▸ YOUR ASSIGNMENT
Every line in the entries where "intrusive" is found should be copied.

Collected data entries
PR #854, opened 2017-05-24
Change console to serve on port 8080.

diegs:
Also make it run as non-root.

Fixes #847

PR #855, opened 2017-05-24
modules/tectonic/resources/manifests: change console port to 8080

### LINKED ISSUE #847: Console should not run on port 80 if possible
Currently the console listens on port 80 (https://github.com/coreos/tectonic-installer/blob/master/modules/tectonic/resources/manifests/console/deployment.yaml#L42). It is behind a service (https://github.com/coreos/tectonic-installer/blob/master/modules/tectonic/resources/manifests/console/service.yaml) also exposing 80.

Listening on a low port requires running the pod as root or granting it `CAP_NET_BIND_SERVICE`. Would it be possible to run the console pod on a non-privileged port such as 8080 and then just set that `targetPort` in the service?

cc @amrutac @aaronlevy @sym3tri

squat:
fixes #847 

cc @diegs

### DIFF
--- a/modules/tectonic/resources/manifests/ingress/ingress.yaml
+++ b/modules/tectonic/resources/manifests/ingress/ingress.yaml
@@ -19,7 +19,7 @@ spec:
       - path: /
         backend:
           serviceName: tectonic-console
-          servicePort: 80
+          servicePort: 8080
       - path: /identity
         backend:
           serviceName: tectonic-identity
--- a/modules/tectonic/resources/manifests/console/deployment.yaml
+++ b/modules/tectonic/resources/manifests/console/deployment.yaml
@@ -39,7 +39,7 @@ spec:
               name: tectonic-config
               key: kubeAPIServerURL
         - name: BRIDGE_LISTEN
-          value: http://0.0.0.0:80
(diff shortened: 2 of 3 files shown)


diegs:
I just put up https://github.com/coreos/tectonic-installer/pull/854

modules/tectonic/resources/manifests/ingress/ingress.yaml
```diff
@@ -19,8 +19,8 @@ spec:
       - path: /
         backend:
           serviceName: tectonic-console
-          servicePort: 80
+          servicePort: 8080
```
diegs: Is this an intrusive change for existing users? I have to write a migration for this in the KVO.

sym3tri:
Let's hold on this for now and address in the _next_ release.

modules/tectonic/resources/manifests/ingress/ingress.yaml
squat: not an intrusive change. access to the console is handled by the ingress resource, which forwards requests to the console service.

squat: closing in favor of #854

PR #856, opened 2017-05-24
modules/tectonic/resources: updating the identity deployment to be more resilient

### LINKED ISSUE #849: Tectonic identity liveness probe timeout limit is too low
BUG REPORT 

What happened? https://github.com/coreos/tectonic-forum/issues/126

What you expected to happen? tectonic identity currently has its liveliness probe timeout set to 1s https://github.com/coreos/tectonic-installer/blob/master/modules/tectonic/resources/manifests/identity/deployment.yaml#L57. We should increase this value to avoid false health check failure. Also since Dex is expected to be HA we should increase replica count to 2

rithujohn191:
Fixes #849


rithujohn191:
Punting to next release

▸ TASK RESULT
diegs: Is this an intrusive change for existing users? I have to write a migration for this in the KVO.
squat: not an intrusive change. access to the console is handled by the ingress resource, which forwards requests to the console service.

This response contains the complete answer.